Login System
From FiFormsWiki
FiForms offers a modular login system, with authentication classes that can be selected in the configuration. Up to FiForms version 1.1, FiForms has only offered one pre-built authentication module: HTTP Basic Authentication. We are in the process of designing a new, more advanced, and more secure login system which relies on cookies and a system of hashing, encryption, and key escrow to protect the authentication credentials.
Contents |
Authentication Modules Overview
Basic Authentication
FiForms Advanced Authentication
Development Notes
Just a place to keep notes about how we're implementing this thing.
Configuration Variables
- AUTH_SERVER
- AUTH_USER
- AUTH_PASSWORD
- AUTH_TIMEOUT
- AUTH_IPMATCH
Setup
MySQL has several logins with grants on the application data, for example:
- anonymous (with permission to read only usernames and encrypted session information)

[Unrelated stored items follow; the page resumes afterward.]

PR #21059, opened 2025-10-24
[ty] Fix rare panic with highly cyclic `TypeVar` definitions

MichaReiser:
Updates salsa to include a fix for https://github.com/salsa-rs/salsa/pull/1014

## Testing

I tested that ty now "successfully" and consistently crashes with "too many cycle iterations" instead of an internal salsa panic (mismatching iteration counts). 

Since I didn't manage to write a regression test in Salsa, I wrote one in ty instead. I extended mdtest to support tests that expect panics (needed because the example now panics with *too many iterations*) and added a minified version of steam.py. 

This mdtest might also be helpful when debugging why steam.py still panics.

### DIFF
--- a/Cargo.lock
+++ b/Cargo.lock
@@ -3563,7 +3563,7 @@ checksum = "28d3b2b1366ec20994f1fd18c3c594f05c5dd4bc44d8bb0c1c632c8d6829481f"
 [[package]]
 name = "salsa"
 version = "0.24.0"
-source = "git+https://github.com/salsa-rs/salsa.git?rev=ba811277fcb7f1abc9dca8b480f74960184d558a#ba811277fcb7f1abc9dca8b480f74960184d558a"
+source = "git+https://github.com/salsa-rs/salsa.git?rev=25b3ef146cfa2615f4ec82760bd0c22b454d0a12#25b3ef146cfa2615f4ec82760bd0c22b454d0a12"
 dependencies = [
  "boxcar",
  "compact_str",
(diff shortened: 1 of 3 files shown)


crates/ty_python_semantic/resources/mdtest/regression/1377_iteration_count_mismatch.md
```diff
@@ -0,0 +1,149 @@
+# Iteration count mismatch for highly cyclic type vars
+
+Regression test for <https://github.com/astral-sh/ty/issues/1377>.
+
+The code is an excerpt from <https://github.com/Gobot1234/steam.py> that is minimal enough to
+trigger the iteration count mismatch bug in Salsa.
+
+<!-- expect-panic: execute: too many cycle iterations -->
```
AlexWaygood, line 8: haha, nice feature! This might be useful to track the remaining panics in https://github.com/astral-sh/ty/issues/256

crates/ty_test/src/lib.rs
```diff
@@ -1,3 +1,5 @@
+extern crate core;
+
```
AlexWaygood: is this necessary?

crates/ty_python_semantic/resources/mdtest/regression/1377_iteration_count_mismatch.md
AlexWaygood, line 1: Playing around with this locally, I can make this test quite a lot more minimal while still triggerin the `too many cycle iterations` panic. But I'm guessing you can no longer repro the Salsa bug on the more minimal versions of this test?

MichaReiser: Yes, removing any line immediately goes from the panic that I'm fixing in salsa to `too many cycle iterations`. 

I suspect that it might be possible to inline some `TypeVar`s (reduce some indirection) and still get the same outcome but I decided that it's already pretty good and not to spend more time (2h!) on minimizing

crates/ty_test/src/lib.rs
MichaReiser: na. Thanks

crates/ty_python_semantic/resources/mdtest/regression/1377_iteration_count_mismatch.md
AlexWaygood: oh yeah, for sure. This is fine as-is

- user (normal user logins, which vary by role. One mysql login corresponds to one role, with multiple applicaiton users able to use the same role)
- admin (admin, or root, user, with permission to modify user login info)
FiForms maintains a separate user authentication database. Users are mapped to one or more roles within the application. Roles are mapped directly to a MySQL login username (as described above). However, the login password is not stored under the role: the MySQL username/password for each role is encrypted using a salted hash of the user login password. Without the login password, an offline attack on the FiForms user database will not reveal MySQL credentials. During login, a second, differently salted hash of the login password is used for a challenge-response authentication, to protect against passive network sniffing attacks. During the session, MySQL login credentials are re-encrypted using a temporary key, which is stored only in a browser cookie. Sessions can be locked to a single browser IP, and expired after a set time, or on logout (at which time credentials are completely forgotten).
Account Setup Behavior
- Administrator requests account setup form
- Server sends javascript setup form to client
- Server generates random enc_salt and auth_salt, sends to client
- Administrator enters:
- MySQL Username & Password (mysql_user, mysql_pass)
- New FiForms Admin Username: (user_name)
- New FiForms Admin Password (pass_text)
- Javascript:
- Password rules checked:
- At least 8 characters with characters from 3 of 4 categories: Uppercase, lowercase, digit, symbol
- enc_key = sha256(enc_salt+pass_text)
- auth_hash = sha256(auth_salt+pass_text)
- pass_text is reset, so is not transmitted to server
- user_name set to server
- Server Encrypts MySQL Credentials with enc_key
- $enc_data = encrypt(compress($data),$enc_key);
- $enc_hash = sha256($enc_data.$enc_key);
- Server stores:
- $user_name
- $enc_data
- $auth_hash
- $enc_hash
Login System Behavoir
- FiForms initiates a session
- FiForms sends user login form, asking for username
- User submits username
- FiForms Generates password form
- Queries username in user database
- Retrieves enc_salt, auth_salt
- If user is not found, generates enc_salt and auth_salt based on username, some secret server value
- Generates random auth_challenge
- Stores auth_challenge in session
- Sends username, enc_salt, auth_salt, auth_challenge in password request form
- User Enters Password pass_text
- Javascript:
- enc_key = sha256(enc_salt+pass_text)
- auth_response = sha256(sha256(auth_salt+pass_text)+auth_challenge)
- pass_text is cleared, not sent to server
- Server Side:
- FiForms compares auth_response with calculated_auth_response
- FiForms reads enc_data from database
- Uses enc_key as key to decrypt MySQL Credentials
- FiForms creates two session variable: a session ID and a session encryption key. Both variables are sent to the client as cookie(s)
- The server encrypts the MySQL credentials using the session encryption key, and stores them along with non-sensitive session information
- The server forgets the session encryption key between page requests.